(Collected data entries)

PR #277, opened 2022-09-14
Noop pool manager task

jparklev:
## Motivation

Add legibility to pool manager swap

## Solution

Create a task to deploy, verify, and swap in the Noop Pool Manager on the Periphery


pkg/deployments/tasks/20220914-noop-pool-manager/index.js
```diff
@@ -0,0 +1,65 @@
...
+      const multisigSigner = await hre.ethers.getSigner(senseAdminMultisigAddress);
+      periphery = periphery.connect(multisigSigner);
+
+      console.log(`\Set Noop Pool Manager on the Periphery`);
+      await (await periphery.setPoolManager(poolManagerAddress)).wait();
+
+      await hre.network.provider.request({
+        method: "hardhat_stopImpersonatingAccount",
+        params: [senseAdminMultisigAddress],
+      });
```
fedealconada, line 62: i know we have the tests but, if you want (not mandatory), you could add a sanity check call to `periphery.deployAdapter()` so that will call the no-op contract and we check that's all good.

fedealconada (approved):
Very small comment but LGTM.

Feel free to run this task and then copy output into a new `/output` folder (check the other tasks for reference) before merging this PR (or you can then just commit directly to dev). In the future we should automate this process of copying things over.

pkg/deployments/tasks/20220914-noop-pool-manager/index.js
jparklev: Good shout – added :)

jparklev:
Pushed the output @fedealconada – give it a quick look?

fedealconada:
> Pushed the output @fedealconada – give it a quick look?

looks good! (I was always copying the solcInputs folder as well, but I guess it's not really needed).
good to merge!

PR #283, opened 2022-09-15
GEN-1381 dependabot

fedealconada:
## Motivation

We have been receiving some bug submissions on Immunefi due bugs in some of the dependencies we are using (most of them not having an impact on us).

We need to keep up to date with these kind of bugs so make sure we update them and prevent future bugs.

## Solution

- Add Dependabot to alert us about new dependency bugs
- Allow Dependabot to create PRs with the fixes though DO NOT allow it to merge those changes automatically (we need to review this changes in case they are breaking something).

## Implementer Checklist

### DIFF
--- a/pkg/core/package.json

▶ **Aim of the exercise**: Look above for the line holding "GEN-1381 dependabot" and the line holding "We have been", then output exactly those two lines and every line between them, nothing more.

▶ **Output for this task**:
GEN-1381 dependabot

fedealconada:
## Motivation

We have been receiving some bug submissions on Immunefi due bugs in some of the dependencies we are using (most of them not having an impact on us).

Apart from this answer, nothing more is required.